The Oak Ridge Leadership Computing Facility (OLCF) has announced the first details about the Orion storage subsystem of its upcoming Frontier exascale supercomputer set to go online in late 2021. Being the industry’s first 1.5 ExaFLOPS supercomputer, Frontier will need a very fast storage subsystem. It looks like it is set to get one with up to 700 Petabytes of storage, 75 TB/s of throughput, and 15 billion IOPS (yes, billion) of performance on tap.
“To the best of our knowledge, Orion will be the largest and fastest single file POSIX namespace file system in the world,” said Sarp Oral, Input/Output Working Group lead for Frontier at OLCF.
The Frontier supercomputer will actually have two storage sub-systems: an in-system storage layer featuring massive sequential read performance of over 75TB/s and around 15 billion read IOPS, as well as a center-wide file system called Orion that offers a whopping 700PB of capacity.
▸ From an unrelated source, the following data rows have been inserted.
PR #2535, opened 2024-06-26
chore(database): add game_hash_id to player_achievements and leaderboard_entries

wescopeland:
`rc_client` is already sending the currently-used hash for the `awardachievement` and `submitlbentry` routines. However, the server isn't storing it anywhere.

While `game_hash_id` exists on `player_games` and `player_sessions`, this is actually a reference to the most recently-used hash by the player. It is a close approximation, but not an exact measurement, of the hash the player used to unlock X achievement or submit Y leaderboard entry.

For trustworthy analytics, we need more precise tracking of these values at the achievement and leaderboard entry level. This PR adds a migration to insert these columns into those two tables.

**WARNING: The migration takes approximately 40 minutes to complete.** Given this duration, it makes sense to separate the migration from the PR that includes any logic changes to record the values. They'll need to be deployed separately.

While the migration is running, MariaDB leaves both tables open for reads and writes. This should not cause any disruption on prod.

### DIFF
--- a/database/migrations/platform/2024_06_25_000000_update_player_hash_references.php
+++ b/database/migrations/platform/2024_06_25_000000_update_player_hash_references.php
@@ -1,0 +1,35 @@
+<?php
+
+declare(strict_types=1);
+
+use Illuminate\Database\Migrations\Migration;
+use Illuminate\Database\Schema\Blueprint;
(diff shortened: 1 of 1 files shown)


wescopeland:
Closing, as it appears we can figure this out using relations that already exist.

PR #2546, opened 2024-07-06
feat(manage): set up basic leaderboard and entries management

wescopeland:
Begins the process of migrating leaderboard & entry management to the management app.
Editing of leaderboards is not yet supported, however a user can search for leaderboards, view their entries, and delete entries.

https://github.com/RetroAchievements/RAWeb/assets/3984985/97d8abf9-0193-48a3-984e-4ad93773ac1a


app/Policies/LeaderboardEntryPolicy.php
```diff
@@ -14,6 +13,16 @@ class LeaderboardEntryPolicy
 {
     use HandlesAuthorization;
 
+    public function manage(User $user): bool
+    {
+        return $user->hasAnyRole([
+            Role::GAME_HASH_MANAGER,
```
Jamiras, line 19: Probably don't need game hash manager here. Maybe cheat investigator?

What's the difference between this and the delete logic below? How can an entry be managed other than through deletion?

app/Policies/LeaderboardPolicy.php
```diff
@@ -5,30 +5,45 @@
...
 use Illuminate\Auth\Access\HandlesAuthorization;
 
 class LeaderboardPolicy
 {
     use HandlesAuthorization;
 
+    public function manage(User $user): bool
+    {
+        return $user->hasAnyRole([
+            Role::GAME_HASH_MANAGER,
```
Jamiras, line 19: Hash manager?

app/Policies/LeaderboardEntryPolicy.php
wescopeland: Swapped for cheat investigator.

`manage()` is what Filament uses to determine if a resource is viewable for a user.

app/Policies/LeaderboardPolicy.php
wescopeland: Removed.

Jamiras (approved):

PR #2549, opened 2024-07-08
feat(api): add endpoint for user's Want to Play Games list

ioslife:
Trying my hand at adding an endpoint for getting a user's backlog/want to play list. 

This is a draft, would like to get Wes' opinion on if I am going down the right road before I get any further into this.


ioslife:
Helpers are being deprecated, so going to go a different route.

wescopeland:
My summarized feedback, just for public visibility:
* We're in the process of deprecating all helpers, so let's not add a new one.
* We should either reuse (or add reusable) model attributes, or keep the logic strictly in-line within the API endpoint file itself.
* The endpoint needs to be comprehensively tested and documented, both here in RAWeb and in api-docs.
* There is a user in prod who apparently has over 8000 games on their want to play list -- we should likely paginate this endpoint.
* We can't review PRs that are untested - please do not rely on CI alone to verify the code. Verify locally before the code hits CI.

ioslife:
api-docs PR: https://github.com/RetroAchievements/api-docs/pull/52

ioslife:
the phpunit step failed for something I haven't touched and haven't seen fail before. Is this something I need to fix for this PR?

tests/Feature/Api/V1/UserWantToPlayListTest.php
wescopeland, line 1: Please also verify that the `o` and `c` parameters are working.

ioslife: I have manually tested it, but I'll add unit tests for it as well.

ioslife: Added offset, count, and offsetAndCount test cases

ioslife: Ah didn't realize the migrations happen every time. Merged all my scenarios into one

tests/Feature/Api/V1/UserWantToPlayListTest.php
```diff
@@ -0,0 +1,315 @@
...
+                        'AchievementsPublished' => $gameTwo->achievements_published,
+                    ],
+                ],
+            ]);
+
+            $this->get($this->apiUrl('GetUserWantToPlayList', ['u' => $user->User, 'o' => 5, 'c' => 2]))
+            ->assertSuccessful()
+            ->assertJson([
+                'Count' => 2,
+                'Total' => 2,
```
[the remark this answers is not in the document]
ioslife: Ah, that's because I am handling the offset and count in the get query

public/API/API_GetUserWantToPlayList.php
```diff
@@ -0,0 +1,74 @@
...
+    ->pluck('GameID')
+    ->toArray();
+
+$pagedResults = array_slice($wantToPlayGameIDs, $offset, $count);
+
+$results = [];
+
+if (!empty($pagedResults)) {
+    foreach ($pagedResults as $nextGameID) {
+        $game = Game::with('system')->find($nextGameID);
```
wescopeland, line 54: There is [an N+1 problem](https://planetscale.com/blog/what-is-n-1-query-problem-and-how-to-solve-it) lurking here. This endpoint can make over 100 calls to the database per invocation.

I think the optimal way to handle this will be to have two queries:
* The first query's job should be to determine `Total`. This can be very lightweight.
* The second query's job should be to fetch the data for the current page.

ioslife: Yeah, that is much cleaner. Done!

public/API/API_GetUserWantToPlayList.php
```diff
@@ -0,0 +1,71 @@
...
+ *    o : offset - number of entries to skip (default: 0)
+ *    c : count - number of entries to return (default: 100, max: 500)
+ *  int         Count                       number of want to play game records returned in the response
+ *  int         Total                       number of want to play game records the user actually has overall
+ *  array       Results
+ *   object      [value]
+ *    int        ID                         unique identifier of the game
+ *    string     Title                      name of the game
+ *    int        ConsoleID                  unique identifier of the console associated to the game
+ *    string     ConsoleName                name of the console associated to the game
```
wescopeland, line 15: This isn't included in the response.

public/API/API_GetUserWantToPlayList.php
```diff
@@ -0,0 +1,71 @@
+<?php
+
+/*
+ *  API_GetUserWantToPlayList - returns a list of GameIDs that a user has saved on their WantToPlayList
```
wescopeland, line 4: This description probably needs to be updated.

public/API/API_GetUserWantToPlayList.php
```diff
@@ -0,0 +1,71 @@
...
+    $gameData = [
+        'ID' => $game->ID,
+        'Title' => $game->Title,
+        'ConsoleID' => $game->ConsoleID,
+        'ImageIcon' => $game->ImageIcon,
+        'PointsTotal' => $game->points_total,
+        'AchievementsPublished' => $game->achievements_published,
+    ];
+    $results[] = $gameData;
+}
```
wescopeland, line 65: I think we can optimize this even further.

```php
// untested pseudocode

// Fire off a quick query for the total, using `COUNT(*)`.
$totalWantToPlayItems = UserGameListEntry::where('user_id', $user->id)
    ->where('type', UserGameListType::Play)
    ->count();

// Paginate at the DB level and then map the collection results.
$results = UserGameListEntry::where('user_id', $user->id)
    ->where('type', UserGameListType::Play)
    ->with(['game.system'])
    ->skip($offset)
    ->take($count)
    ->get()
    ->map(function ($entry) {
        $game = $entry->game;
        return [
            'ID' => $game->id,
            'Title' => $game->title,
            'ConsoleName' => $game->system->name,
            'ImageIcon' => $game->ImageIcon,
            'TotalPoints' => $game->points_total,
            'AchievementsPublished' => $game->achievements_published,
        ];
    });
```

tests/Feature/Api/V1/UserWantToPlayListTest.php
```diff
@@ -0,0 +1,315 @@
...
+                        "ImageIcon" => $gameTen->ImageIcon,
+                        "ConsoleID" => $system->ID,
+                        "PointsTotal" => $gameTen->points_total,
+                        'AchievementsPublished' => $gameTen->achievements_published,
+                    ],
+                ],
+            ]);
+            $this->get($this->apiUrl('GetUserWantToPlayList', ['u' => $user->User, 'o' => 5]))
+            ->assertSuccessful()
+            ->assertJson([
```
wescopeland, line 218: nit: Indentations on these and the ones below are inconsistent.

tests/Feature/Api/V1/UserWantToPlayListTest.php
```diff
@@ -0,0 +1,315 @@
...
+    }
+
+    public function testGetUserWantToPlayListUnknownUser(): void
+    {
+        $this->get($this->apiUrl('GetUserWantToPlayList', ['u' => 'nonExistant']))
+            ->assertSuccessful()
+            ->assertJson([]);
+    }
+
+    public function testGetUserWantToPlayList(): void
```
wescopeland, line 36: nit: Recommend cutting this from 10 games to 5. The validation will be just as effective and it'll make the test a little easier for a reader to skim.

public/API/API_GetUserWantToPlayList.php
```diff
@@ -0,0 +1,71 @@
+<?php
+
+/*
```
wescopeland, line 3: nit: In this doc block, make sure all documentation indentation is consistent. There is too much indentation in the last two items:

```
 *    string     ConsoleName                name of the console associated to the game
 *    string     ImageIcon                  site-relative path to the game's icon image
 *    int        TotalPoints                     total points able to be earned
 *    int        NumPossibleAchievements            total number of achievements to be unlocked
```

wescopeland: `NumPossibleAchievements` should also be renamed. Please do a one-over of the doc block to ensure it's consistent with the latest implementation details.

public/API/API_GetUserWantToPlayList.php
ioslife: Oh cool, this is where the Eloquent knowledge comes into play. Adjusted your code to work properly.

public/API/API_GetUserWantToPlayList.php
ioslife: Good catch, removed. I was hoping to include it in the response, but didn't have access on the tables I am querying.

public/API/API_GetUserWantToPlayList.php
ioslife: Adjusted indents and made sure docs look right

wescopeland:
The only thing I'm waiting on before doing a final review pass is outstanding feedback to be addressed in https://github.com/RetroAchievements/api-docs/pull/52.

ioslife:
> The only thing I'm waiting on before doing a final review pass is outstanding feedback to be addressed in [RetroAchievements/api-docs#52](https://github.com/RetroAchievements/api-docs/pull/52).

Fixed, still not sure why it was showing any diff between what appeared to be the same

public/API/API_GetUserWantToPlayList.php
```diff
@@ -0,0 +1,70 @@
...
+    'o' => ['sometimes', 'integer', 'min:0', 'nullable'],
+    'c' => ['sometimes', 'integer', 'min:1', 'max:500', 'nullable'],
+]);
+
+$offset = $input['o'] ?? 0;
+$count = $input['c'] ?? 100;
+
+$user = User::firstWhere('User', request()->query('u'));
+if (!$user) {
+    return response()->json([]);
```
wescopeland, line 39: Recommend also attaching a 404 status code, similar to API_GetUserProfile.

public/API/API_GetUserWantToPlayList.php
```diff
@@ -0,0 +1,70 @@
...
+ *    o : offset - number of entries to skip (default: 0)
+ *    c : count - number of entries to return (default: 100, max: 500)
+ *  int         Count                       number of want to play game records returned in the response
+ *  int         Total                       number of want to play game records the user actually has overall
+ *  array       Results
+ *   object      [value]
+ *    int        ID                         unique identifier of the game
+ *    string     Title                      name of the game
+ *    int        ConsoleID                  unique identifier of the console associated to the game
+ *    string     ImageIcon                  site-relative path to the game's icon image
```
wescopeland, line 15: ConsoleName is undocumented.

tests/Feature/Api/V1/UserWantToPlayListTest.php
```diff
@@ -0,0 +1,212 @@
...
+    {
+        Carbon::setTestNow(Carbon::now());
+
+        /** Set up a user with 10 games on Want to Play List: */
```
wescopeland, line 40:
```suggestion
        /** Set up a user with 5 games on Want to Play List: */
```

wescopeland (approved):

wescopeland:
Approved - I have no reservations with this implementation.

The only thing I think we should consider is whether or not there are any privacy concerns with this, as currently on the website the data is not publicly exposed. I don't think this data is particularly sensitive so it isn't something I'm worried about, but it feels worth noting.

Before merging, I'll give enough time so that any another maintainers can weigh in if they have an opinion regarding this.

Jamiras:
> The only thing I think we should consider is whether or not there are any privacy concerns with this, as currently on the website the data is not publicly exposed. 

Set requests are public, so I don't see any reason why want to play lists couldn't also be public. From an API perspective, I totally understand the desire to have that information in a client, but should it be limited to the user making the call? In my opinion, it's unlikely that a user would ever ask for the want to play list of another user. What would they do with it?

I know there have been several discussions around the want to dev list. Some people want to share their list so others can potentially collaborate, whereas others specifically don't want the list public so people don't pester them about actually starting development. The compromise was to make the list for a game visible to the claimant so they can seek collaborators after they claim it. People from the first group still want their list public as a user might not claim a game unless they had already arranged the collaboration.

wescopeland:
> should it be limited to the user making the call? In my opinion, it's unlikely that a user would ever ask for the want to play list of another user. What would they do with it?

I think this is a great point. I'm in favor of this endpoint returning a 401 if the caller is requesting a list that isn't their own.

wescopeland:
** But this isn't a terribly strong opinion, and not one I'd hold the PR up for, for the same reason you've stated:

> it's unlikely that a user would ever ask for the want to play list of another user. What would they do with it?

The only thing I can imagine where this sort of situation would come up is an app/integration reusing the same API key across multiple users, or an app that is using some form of connection pooling to bypass our rate limit.

ioslife:
Would this be achieved by checking username vs supplied API key?

The only thing I'd like to challenge with this is maybe allowing users that follow each other the ability to see each other's list. 
i.e. if I follow wes on the site and wes follows me, we could both see each other's list. 

I don't feel super strongly about that idea and not sure what the implementation would look like on the API side, but I could see a use case for it as an end user.

wescopeland:
> Would this be achieved by checking username vs supplied API key?

This sounds like authorization to me, which leads me to believe it should be achieved via an ability in a `UserGameListEntryPolicy`. There may be some nuance here as the model supports three different types of lists (see `UserGameListType` -- this should probably be renamed to `UserGameListEntryType`).

> The only thing I'd like to challenge with this is maybe allowing users that follow each other the ability to see each other's list.
i.e. if I follow wes on the site and wes follows me, we could both see each other's list.

I think I'd be fine with this as long as the authorization is enforced solely by the policy mentioned above.

ioslife:
> > Would this be achieved by checking username vs supplied API key?
> 
> This sounds like authorization to me, which leads me to believe it should be achieved via an ability in a `UserGameListEntryPolicy`. There may be some nuance here as the model supports three different types of lists (see `UserGameListType` -- this should probably be renamed to `UserGameListEntryType`).
> 
> > The only thing I'd like to challenge with this is maybe allowing users that follow each other the ability to see each other's list.
> > i.e. if I follow wes on the site and wes follows me, we could both see each other's list.
> 
> I think I'd be fine with this as long as the authorization is enforced solely by the policy mentioned above.

I'll have to look more into policies as that is definitely out of my realm of knowledge. 

This puts this PR on hold along with my PR for GetComments https://github.com/RetroAchievements/RAWeb/pull/2552

If anyone has some recommended reading for how to go about this, or would be interested in pairing with me to walk through how these work, let me know.

ioslife:
I got the policy and friend relationship working as expected. There is probably some optimization that can be done, but will get to that later. 

I am trying to get the tests to work as expected, but using this->actingAs($user) is not respecting using the call as $user.

ioslife:
Resolved the issue with actingAs($user) by no longer using BootstrapV1Api for setup. This was automatically setting a user as the one to use the webAPIKey which caused issues with how we were setting the user.

ioslife:
@Jamiras based on your feedback I have added a policy for only allowing users to see their own want to play list, with one exception. If two users are have a mutual following relationship (are friends), they are allowed to see the list.

app/Models/User.php
```diff
@@ -556,4 +558,24 @@ public function scopeVerified(Builder $query): Builder
...
+    public function friends(): BelongsToMany
+    {
+    return $this->belongsToMany(User::class, 'friends', 'user_id', 'related_user_id')
+        ->wherePivot('Friendship', '1')
+        ->whereExists(function ($query) {
+            $query->select(DB::raw(1))
+                  ->from('friends as f')
+                  ->whereRaw('f.user_id = UserAccounts.id AND f.related_user_id = ' . $this->id)
+                  ->where('Friendship', '1');
+        });
```
ioslife, line 574: This can likely be optimized, though I am not exactly sure how.

app/Policies/UserGameListEntryPolicy.php
```diff
@@ -0,0 +1,71 @@
...
+    //         ? Response::allow()
+    //         : Response::denyWithStatus(401);
+    // }
+
+    public function view(User $user, User $targetUser): Response
+    {
+        return ($user->id === $targetUser->id) || $user->isFriendsWith($targetUser)
+        ? Response::allow()
+        : Response::denyWithStatus(401);
+    }
```
ioslife, line 45: I wanted to have a way to override the `view(User, UserGameListEntry)` method, but I was getting yelled at by IDE for having two of the same method names. Any recommendations on this?

public/API/API_GetUserWantToPlayList.php
```diff
@@ -0,0 +1,80 @@
...
+if (!$user) {
+    return response()->json([], 404);
+}
+
+$policy = new UserGameListEntryPolicy();
+$response = $policy->view(Auth::user(), $user);
+
+if ($response->denied()) {
+    return response()->json([], 401);
+}
```
ioslife, line 50: This works, but not sure if instantiating the policy like this is the proper way to use a policy on this endpoint.

tests/Feature/Api/V1/UserWantToPlayListTest.php
```diff
@@ -0,0 +1,297 @@
...
+        $user = User::factory()->create(['User' => 'myUser']);
+        $this->user = $user;
+    }
+
+    protected function apiUrl(string $method, array $params = []): string
+    {
+        $params = array_merge(['y' => $this->user->APIKey], $params);
+
+        return sprintf('API/API_%s.php?%s', $method, http_build_query($params));
+    }
```
ioslife, line 38: I am overriding the `BootstrapV1Api` methods here to ensure that `myUser` is the one that is making the API calls.

app/Policies/UserGameListEntryPolicy.php
```diff
@@ -0,0 +1,71 @@
...
+
+    // public function view(User $user, UserGameListEntry $userGameListEntry): bool
+    // {
+    //     return $user->ID === $userGameListEntry->user_id
+    //         ? Response::allow()
+    //         : Response::denyWithStatus(401);
+    // }
+
+    public function view(User $user, User $targetUser): Response
```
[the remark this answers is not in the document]
ioslife: Yup, that is very valid. Adjusted.

app/Policies/UserGameListEntryPolicy.php
```diff
@@ -0,0 +1,69 @@
...
+
+        return false;
+    }
+
+    // public function view(User $user, UserGameListEntry $userGameListEntry): bool
+    // {
+    //     return $user->ID === $userGameListEntry->user_id
+    //         ? Response::allow()
+    //         : Response::denyWithStatus(401);
+    // }
```
wescopeland, line 38:
```suggestion
```

app/Policies/UserGameListEntryPolicy.php
```diff
@@ -0,0 +1,69 @@
...
+        }
+
+        if ($user->hasAnyRole([
+            Role::MODERATOR,
+            Role::ADMINISTRATOR,
+        ])) {
+            return true;
+        }
+
+        return false;
```
wescopeland, line 30: nit:
`return $user->hasAnyRole([...])`

app/Policies/UserGameListEntryPolicy.php
```diff
@@ -0,0 +1,69 @@
...
+    // public function view(User $user, UserGameListEntry $userGameListEntry): bool
+    // {
+    //     return $user->ID === $userGameListEntry->user_id
+    //         ? Response::allow()
+    //         : Response::denyWithStatus(401);
+    // }
+
+    public function view(User $user, User $targetUser): bool
+    {
+        return $user->id === $targetUser->id || $user->isFriendsWith($targetUser);
```
wescopeland, line 42:
```suggestion
        return $user->is($targetUser) || $user->isFriendsWith($targetUser);
```

app/Models/User.php
```diff
@@ -556,4 +558,24 @@ public function scopeVerified(Builder $query): Builder
     {
         return $query->where('Permissions', '>', 0);
     }
+
```
wescopeland, line 561: These new functions all belong in _ActsAsCommunityMember.php_.

Use `relatedUsers()`, `followedUsers()`, etc as a reference to build the new relation.

ioslife: Hah, this makes it so much simpler.

ioslife: resolved with:
```
/**
     * Check if two users are mutually following each other.
     */
    public function isFriendsWith(User $user): bool
    {
        return $this->isFollowing($user) && $user->isFollowing($this);
    }
```

app/Community/Concerns/ActsAsCommunityMember.php
```diff
@@ -98,6 +98,14 @@ public function isBlocking(User $user): bool
         return $this->getRelationship($user) === UserRelationship::Blocked;
     }
 
+    /**
+     * Check if two users are mutually following each other.
+     */
```
wescopeland, line 103:
```suggestion
```
nit: Normally I'm in favor of as much documentation as possible, but this only describes verbatim the function implementation.

wescopeland (commented):
I only see one other thing in the current implementation that is worth commenting on. I'll do a final round of functional testing later tonight or tomorrow evening.

app/Community/Concerns/ActsAsCommunityMember.php
ioslife: Yeah, that's fine by me. I only had it since "friends" and "mutually following" are different, but you're right that the code speaks for itself.

wescopeland (approved):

The Orion Global File Storage System Layer: 700PB Capacity at 10TB/s
Since Frontier relies on HPE’s Cray Shasta architecture, its global file storage system will largely rely on the ClusterStor multi-tier architecture that uses both PCIe 4.0/NVMe solid-state drives as well as traditional hard disk drives.
The Cray ClusterStor machines use AMD EPYC processors and can automatically align data flows in the file system with the workload and shift I/O operations between different tiers of storage as needed. Such shifting makes applications believe that they are accessing high-performance all-flash arrays, thus maximizing performance.
As for the software side of matters, Orion will use an open-source Lustre parallel file system (used by loads of supercomputers worldwide, including OLCF’s Titan and Jaguar) as well as ZFS with a volume manager.
In general, Frontier’s center-wide Orion will have three tiers:
- A metadata tier comprising of 480 NVMe SSDs with 10PB of capacity.
- An NVMe storage tier that uses 5,400 SSDs providing 11.5PB of capacity, peak read-write speeds of 10TB/s, and over 2 million random-read input/output operations per second (IOPS).
- An HDD storage tier based on 47,700 PMR hard drives offering 679PB of capacity, a peak read speed of 5.5TB/s, a peak write speed of 4.6TB/s, and over 2 million random-read IOPS.
OLCF says that Orion will have 40 Lustre metadata server nodes and 450 Lustre object storage service (OSS) nodes, a total of 1,350 OSTs systemwide. Each OSS node will provide one object storage target (OST) device for performance and two OST devices for capacity. In addition, Orion will employ 160 nodes for routing that will offer peak read-write speeds of 3.2 TB/s available to other OLCF resources and platforms.
“Orion is pushing the envelope of what is possible technically due to its extreme scale and hard disk/NVMe hybrid nature,” said Dustin Leverman, leader of the OLCF’s High-Performance Computing Storage and Archive Group. “This is a complex system, but our experience and best practices will help us create a resource that allows our users to push science boundaries using Frontier.”
The In-Storage Layer: Up to 75TB/s at 15 Billion Read IOPS
Frontier’s in-storage layer comprises of SSDs installed directly into compute nodes and connected to AMD’s EPYC processors using a PCIe Gen 4 interface. These NVMe drives will offer an aggregate performance of over 75TB/s read speed, over 35TB/ write speed, and over 15 billion random-read IOPS.
The OLCF did not disclose the capacity of the in-storage layer, but this is just local storage, so do not expect tens of petabytes here.
Summary
Overall, the in-storage layer provides Frontier a whopping performance of 75TB/s, whereas the center-wide Orion offers a capacity of around 700PB. Combining this dual-layer and multi-tier storage subsystem provides just what a 1.5 EFLOPS machine with a 20MWatt power consumption needs: unbeatable storage performance to feed data to CPUs and GPUs and the ultimate capacity to store the large datasets that the supercomputer is made to process.